> _Required work_:
Output a verbatim copy of the data, cut off after the line that contains "This PR implements".

Task input START

PR #1088, opened 2018-12-11
Allow compile-time configuration of bit-field sizes in Target class

### LINKED ISSUE #1043: NEST is running out of space for synapse models

jakobj:
This PR implements a flexible choice for the size of various bitfields used in the `Target` class. In particular the new default setting allows for more synapse types. In addition it makes the sizes of bitfields used in various objects consistent with this global choice.
I suggest @jougs @Silmathoron @heplesser as reviewers.

fixes #1043


jakobj:
the test that currently fails (ticket-573.sli) checks for an error message upon exceeding the maximal number of synapses via `CopyModel`. It uses a hardcoded number for this. How should we proceed here? Let this test be generated by CMAKE with the correct max number?

Silmathoron:
This seems to be the a reasonable solution (to be honest I don't really see another).

jougs:
In the light of #1071, which makes the testsuite more independent of the NEST version it came from, I don't like the idea of creating a test that is tied that tight to the NEST version it came from.

What about making `MAX_SYN_ID` available in the kernel status dictionary and querying the value from within the test script?

Silmathoron:
Ah, I did not see this PR... then this is indeed a problem. I guess that if we make the name quite explicit, like ``"max_synaptic_models"``, it should not be a problem if it shows up in the status dict...

jakobj:
ok, thanks, i've implemented your suggestion

jakobj:
Talking about this a bit more with @suku248 we have the impression that providing the possibility to customize the bit widths of the `Target` fields does not make much sense: these sizes interact with the sizes of other variables in various places (e.g., https://github.com/nest/nest-simulator/blob/master/nestkernel/syn_id_delay.h#L36, https://github.com/nest/nest-simulator/blob/master/nestkernel/spike_data.h#L52) and getting all of these consistent is not trivial. Finding a working custom split is hence quite involved and to reduce frustration for the user we should maybe only provide splits that actually work.

Related: should we move all bit width definitions that now are spread over various files to a central location, e.g., `nest_types.h`?

heplesser:
@jakobj All in favor of collecting the widths in one place! And only providing settings that work also makes sense.

jakobj:
sorry for taking so long, i've just pushed an updated version where i've moved all size definitions to `nest_types.h` and removed the option of providing a custom split.

jakobj:
curently the `sli_neuron` test breaks as `Name::insert` throws an exception after failing an `assert( not omp_in_parallel() )`. this is called from `ModelManager::get_status` after calling `calibrate` of the sli neuron (`GetResolution` triggers a cascade of `get_status` calls, see `test_sli_neuron.sli:101`). this is strange since the sli call in `sli_neuron::calibrate` is protected by an `omp critical`. @heplesser any idea what is going wrong here?

hakonsbm:
@jakobj `omp_in_parallel()` returns `true` when called from within a region executing in parallel, including nested regions that are serialized (e.g. `critical`, `single` or `master` regions). So to avoid the assert failing, it has to be outside the outermost parallel region. However, I suggest adding `max_num_syn_models` to nest_names, avoiding the assert altogether.

jougs:
@jakobj: ping!

jakobj:
thanks for the hint @hakonsbm, wasn't sure about `omp_in_parallel` from within an `omp_critical`. seems like it returns true. fixed it now by following your suggestions. please have another look.

jakobj:
looks like everything is in order @hakonsbm :)

nestkernel/nest_types.h
```diff
@@ -89,10 +126,8 @@ const index invalid_index = SIZE_MAX;
 /**
  *  Unsigned char type for enumerations of synapse types.
  */
-typedef unsigned char synindex;
-// const synindex invalid_synindex = UCHAR_MAX;
-const synindex invalid_synindex =
-  63; // number of synapse types limited by size of syn_id in target.h
+typedef unsigned int synindex;
```
hakonsbm: Change the documentation comment above to match the changed type.

nestkernel/source.h
```diff
@@ -40,12 +40,10 @@ namespace nest
 class Source
 {
 private:
-  uint64_t gid_ : 62;  //!< gid of source
-  bool processed_ : 1; //!< whether this target has already been moved
-                       //!to the MPI buffer
+  uint64_t gid_ : NUM_BITS_GID;  //!< gid of source
+  bool processed_ : 1;           //!< whether this target has already been moved
+                                 //!to the MPI buffer
```
hakonsbm: I think this line should also start with `//!<` for doxygen to parse it correctly.

nestkernel/spike_data.h
```diff
@@ -33,6 +33,14 @@
 namespace nest
 {
 
+enum enum_status_spike_data_id
```
hakonsbm: Is this used anywhere?

nestkernel/spike_data.h
```diff
@@ -42,16 +50,16 @@ namespace nest
...
-  const static unsigned int end_marker_ = 1;
-  const static unsigned int complete_marker_ = 2;
-  const static unsigned int invalid_marker_ = 3;
 
-  index lcid_ : 27;         //!< local connection index
-  unsigned int marker_ : 2; //!< status flag
-  unsigned int lag_ : 14;   //!< lag in this min-delay interval
-  thread tid_ : 10;         //!< thread index
-  synindex syn_id_ : 8;     //!< synapse-type index
+  static constexpr int MAX_MARKER =
```
hakonsbm: Is this used anywhere?

nestkernel/spike_data.h
```diff
@@ -128,9 +136,13 @@ class SpikeData
   double get_offset() const;
 };
 
+//!< check legal size
```
hakonsbm: Doxygen documentation placed before the thing they document should start with `//!` only.

nestkernel/spike_data.h
```diff
@@ -128,9 +136,13 @@ class SpikeData
...
+typedef StaticAssert< sizeof( SpikeData ) == 8 >::success
+  success_spike_data_size;
```
hakonsbm: Since we use C++11 now, maybe use type alias instead? So
```c++
typedef StaticAssert< sizeof( SpikeData ) == 8 >::success success_spike_data_size;
```
would become
```c++
using success_spike_data_size = StaticAssert< sizeof( SpikeData ) == 8 >::success;
```

nestkernel/spike_data.h
```diff
@@ -269,6 +281,10 @@ class OffGridSpikeData : public SpikeData
   double get_offset() const;
 };
 
+//!< check legal size
```
hakonsbm: Doxygen documentation placed before the thing they document should start with `//!` only.

nestkernel/spike_data.h
```diff
@@ -269,6 +281,10 @@ class OffGridSpikeData : public SpikeData
...
+typedef StaticAssert< sizeof( OffGridSpikeData ) == 16 >::success
+  success_offgrid_spike_data_size;
```
hakonsbm: Maybe use C++11 type alias instead?

nestkernel/syn_id_delay.h
```diff
@@ -105,6 +105,11 @@ struct SynIdDelay
     return disabled;
   }
 };
+
+//!< check legal size
```
hakonsbm: Doxygen documentation placed before the thing they document should start with `//!` only.

nestkernel/syn_id_delay.h
```diff
@@ -105,6 +105,11 @@ struct SynIdDelay
...
+typedef StaticAssert< sizeof( SynIdDelay ) == 4 >::success
+  success_syn_id_delay_data_size;
```
hakonsbm: Maybe use C++11 type alias instead?

nestkernel/target.h
```diff
@@ -39,34 +39,34 @@ namespace nest
...
+ *  |   +---- synapse-type id (syn_id)
+ *  |   |
+ *  ||-----||---thread----||---------rank------------||----local connection id (lcid)----|
+ *  0000 0000  0000 0000  0000 0000  0000 0000  0000 0000  0000 0000  0000 0000  0000 0000
+ *  |       |  |       |  |       |  |       |  |       |  |       |  |       |  |       |
+ *  63      56 55      48 47      40 39      32 31      24 23      16 15      8  7       0
+ *
+ * Other custom layouts can be chosen by providing a list of 5
+ * numbers, representing the bits required for rank, thread, synapse
+ * id, local connection id and processed flag, repectively. The number
```
hakonsbm: "repectively" to "respectively"

nestkernel/target.h
```diff
@@ -39,34 +39,34 @@ namespace nest
...
+ * of bit needs to sum to 64. The processed flag must always use one
```
hakonsbm: Should it be "bits"?

nestkernel/target.h
```diff
@@ -78,19 +78,17 @@ class Target
...
 
   static constexpr uint8_t BITPOS_LCID = 0U;
   static constexpr uint8_t BITPOS_RANK = NUM_BITS_LCID;
   static constexpr uint8_t BITPOS_TID = BITPOS_RANK + NUM_BITS_RANK;
   static constexpr uint8_t BITPOS_SYN_ID = BITPOS_TID + NUM_BITS_TID;
   static constexpr uint8_t BITPOS_PROCESSED_FLAG =
     BITPOS_SYN_ID + NUM_BITS_SYN_ID;
+
+  typedef StaticAssert< NUM_BITS_PROCESSED_FLAG == 1U >::success
+    bits_for_processed_flag;
```
hakonsbm: Maybe use C++11 type alias instead?

nestkernel/target.h
```diff
@@ -180,6 +173,9 @@ class Target
   double get_offset() const;
 };
 
+//!< check legal size
```
hakonsbm: Start with `//!` only.

nestkernel/target.h
```diff
@@ -180,6 +173,9 @@ class Target
...
+typedef StaticAssert< sizeof( Target ) == 8 >::success success_target_size;
```
hakonsbm: Maybe use C++11 type alias instead?

nestkernel/target_data.h
```diff
@@ -74,6 +76,10 @@ class TargetDataFields
   synindex get_syn_id() const;
 };
 
+//!< check legal size
+typedef StaticAssert< sizeof( TargetDataFields ) == 8 >::success
+  success_target_data_fields_size;
```
hakonsbm: Fix doxygen documentation and maybe use C++11 type alias instead?

nestkernel/target_data.h
```diff
@@ -124,6 +130,10 @@ class SecondaryTargetDataFields
   synindex get_syn_id() const;
 };
 
+//!< check legal size
+typedef StaticAssert< sizeof( SecondaryTargetDataFields ) == 8 >::success
+  success_secondary_target_data_fields_size;
```
hakonsbm: Fix doxygen documentation and maybe use C++11 type alias instead?

nestkernel/target_data.h
```diff
@@ -150,6 +160,14 @@ SecondaryTargetDataFields::get_syn_id() const
   return syn_id_;
 }
 
+enum enum_status_target_data_id
```
hakonsbm: Is this used anywhere?

nestkernel/target_data.h
```diff
@@ -163,16 +181,21 @@ class TargetData
...
+  static constexpr uint8_t NUM_BITS_IS_PRIMARY = 1U;
+
+  static constexpr int MAX_LID = generate_max_value( NUM_BITS_LID );
+  static constexpr int MAX_MARKER = generate_max_value( NUM_BITS_MARKER );
+
+  unsigned int source_lid_ : NUM_BITS_LID; //!< local id of presynaptic neuron
+  //!< thread index of presynaptic neuron
+  unsigned int source_tid_:  NUM_BITS_TID;
+  unsigned int marker_ : NUM_BITS_MARKER;
+   //!< TargetData has TargetDataFields else SecondaryTargetDataFields
```
hakonsbm: Doxygen documentation with `//!<` points to the variable that precedes it, so these should be `//!` only.

nestkernel/target_data.h
```diff
@@ -163,16 +181,21 @@ class TargetData
...
-  unsigned int marker_ : 2;
-  bool is_primary_ : 1; //!< TargetData has TargetDataFields
-                        //!< else has SecondaryTargetDataFields
+  static constexpr uint8_t NUM_BITS_LID = 19U;
+  // NUM_BITS_TID set via cmake
+  static constexpr uint8_t NUM_BITS_MARKER = 2U;
+  static constexpr uint8_t NUM_BITS_IS_PRIMARY = 1U;
+
+  static constexpr int MAX_LID = generate_max_value( NUM_BITS_LID );
+  static constexpr int MAX_MARKER = generate_max_value( NUM_BITS_MARKER );
```
hakonsbm: Is `MAX_MARKER` used anywhere?

nestkernel/spike_data.h
jakobj: yes, e.g., https://github.com/nest/nest-simulator/blob/a406662974b459d875aedf8fdea749b367ce09ae/nestkernel/spike_data.h#L145

nestkernel/spike_data.h
jakobj: no, removed

nestkernel/spike_data.h
jakobj: is this best practice now?

nestkernel/target_data.h
jakobj: yes, e.g., l229

nestkernel/target_data.h
jakobj: no, removed

jakobj:
thanks for the review, I've implemented all you suggestions except the C++11 alias since I'm not familiar with it. if this is best practice i can implement it of course, just let me know. regarding formatting, i'm fighting with the correct local setup.

hakonsbm:
@jakobj Great, thanks for the changes! I think C++11 type alias is easier to read than `typedef`.

jakobj:
ok, done. still didn't manage to get clang-format-3.6 to work, do you have a working version @hakonsbm ?

hakonsbm:
@jakobj Yes, I'll fix the formatting.

Strangely, when trying to get the changed files Travis fails with 
```
jq: error (at <stdin>:4): Cannot index string with string "filename"
```
and reports no formatting errors. I've seen it with other PRs too, which has led to formatting errors sneaking into master.

CMakeLists.txt
```diff
@@ -80,6 +80,8 @@ option( k-computer "Enable K computer." OFF )
 set( disable-timing OFF CACHE BOOL "Disable measurements via Stopwatches. [default OFF]" )
 set( disable-counts ON CACHE BOOL "Disable measurements of call counts. [default ON]" )
 
+set( target-bits-split "standard" CACHE STRING "Split of the 64bits of the Target class. 'standard' is recommended for most users. If running on more than 262144 MPI processes or more than 512 threads, change to 'hpc'. [default standard]" )
```
gtrensch: The description can perhaps be more specific: instead of "64bits of the Target class" I would suggest "64-bit target neuron identifier type".

cmake/ProcessOptions.cmake
```diff
@@ -541,6 +541,31 @@ function( NEST_PROCESS_WITH_BOOST )
...
+    else()
+      message( FATAL_ERROR "Invalid target-bits-split selected." )
+    endif()
+    set( NUM_BITS_RANK ${NUM_BITS_RANK}U PARENT_SCOPE )
+    set( NUM_BITS_TID ${NUM_BITS_TID}U PARENT_SCOPE )
+    set( NUM_BITS_SYN_ID ${NUM_BITS_SYN_ID}U PARENT_SCOPE )
+    set( NUM_BITS_LCID ${NUM_BITS_LCID}U PARENT_SCOPE )
+    set( NUM_BITS_PROCESSED_FLAG ${NUM_BITS_PROCESSED_FLAG}U PARENT_SCOPE )
+  endif()
+endfunction()
```
gtrensch: Exposing this in CMake creates an unnecessary coupling of the NEST code with CMake. For the sake of clarity, the better place for the constants and toggling between them ("standard" and "hpc") is, for example, nest_types.h.

nestkernel/source.h
```diff
@@ -144,13 +142,13 @@ Source::is_primary() const
...
 {
-  gid_ = GID_DISABLED;
+  gid_ = MAX_GID;
 }
 
 inline bool
 Source::is_disabled() const
 {
-  return gid_ == GID_DISABLED;
+  return gid_ == MAX_GID;
```
gtrensch: This is counterintuitive. MAX_GID (2^62 -1 ) is not a valid GID, correct? If "high-value" fields are indicate something, for clarity, this should be reflected in the source code.

gtrensch:
@jakobj thanks for your code changes, I very much like that raw numbers are removed from the code. I have some minor suggestions, concerning the coupling with CMake and the readability of the code. Please see my comments?

nestkernel/source.h
jakobj: i am not sure i understand. do you mean we should do something `constexpr uint64_t DISABLED = MAX_GID;` and then use that to indicated disabled sources?

jakobj:
thanks @gtrensch for the helpful comments. i've addressed all except one where i'd need some input. please have another look.

nestkernel/nest_types.h
```diff
@@ -59,6 +59,50 @@ namespace nest
...
+constexpr uint8_t NUM_BITS_MARKER_SPIKE_DATA = 2U;
+constexpr uint8_t NUM_BITS_LAG = 14U;
+constexpr uint8_t NUM_BITS_DELAY = 21U;
+constexpr uint8_t NUM_BITS_GID = 62U;
+
+/*
+ * Maximally allowed values for bitfields
+ */
+constexpr uint64_t MAX_LCID = generate_max_value( NUM_BITS_LCID );
+constexpr int MAX_RANK = generate_max_value( NUM_BITS_RANK );
```
gtrensch:
```suggestion
constexpr uint64_t MAX_RANK = generate_max_value( NUM_BITS_RANK );
```

nestkernel/nest_types.h
```diff
@@ -59,6 +59,50 @@ namespace nest
...
+constexpr int MAX_TID = generate_max_value( NUM_BITS_TID );
```
gtrensch:
```suggestion
constexpr uint64_t MAX_TID = generate_max_value( NUM_BITS_TID );
```

nestkernel/nest_types.h
```diff
@@ -59,6 +59,50 @@ namespace nest
...
+constexpr int MAX_SYN_ID = generate_max_value( NUM_BITS_SYN_ID );
```
gtrensch:
```suggestion
constexpr uint64_t MAX_SYN_ID = generate_max_value( NUM_BITS_SYN_ID );
```

nestkernel/source.h
gtrensch: @jakobj The name of the constant 'MAX_GID' expresses that it represents the highest valid GID, but we test for `gid < MAX_GID`. We hide information here and make the code less readable. Better would be to have two constants.
`GID_DISABLED` and `MAX_GID = GID_DISABLED - 1`. Then we can test for `gid <= MAX_GID` which is what I would expect.

gtrensch:
@jakobj Many thanks! Some minor suggestions: please can you have a look at my comments and suggested code changes.

nestkernel/nest_types.h
gtrensch: @jakobj The constexpr function now returns an uint64_t. Since MAX_nnn is only used in the assertions uint64_t is the better choice.

jakobj:
thanks for the comments @gtrensch, i've now incorporated your changes. unfortunately `MAX_RANK` and `MAX_TID` both need be signed because at least for the `thread` type `-1` is a magic number and hence the type `thread` needs to be signed. variables of this type will be compared to `MAX_TID` which hence needs to be signed as well. I'll look into making both unsigned in a consistent fashion, but this should be a separate PR.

Task input END

> _Finished exercise_:
PR #1088, opened 2018-12-11
Allow compile-time configuration of bit-field sizes in Target class

### LINKED ISSUE #1043: NEST is running out of space for synapse models

jakobj:
This PR implements a flexible choice for the size of various bitfields used in the `Target` class. In particular the new default setting allows for more synapse types. In addition it makes the sizes of bitfields used in various objects consistent with this global choice.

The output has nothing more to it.